WORK TO COMPLETE
Look through the listing underneath for "spicetifyWrapper", and copy every line that has it.

[[ RECORDS SHOWN, beginning ]]

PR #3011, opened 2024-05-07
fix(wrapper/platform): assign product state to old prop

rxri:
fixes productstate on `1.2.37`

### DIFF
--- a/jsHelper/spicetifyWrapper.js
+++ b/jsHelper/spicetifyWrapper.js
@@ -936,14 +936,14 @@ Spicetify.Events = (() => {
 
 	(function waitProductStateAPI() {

[[ RECORDS SHOWN, end ]]

RESULT FOR THIS TASK
--- a/jsHelper/spicetifyWrapper.js
+++ b/jsHelper/spicetifyWrapper.js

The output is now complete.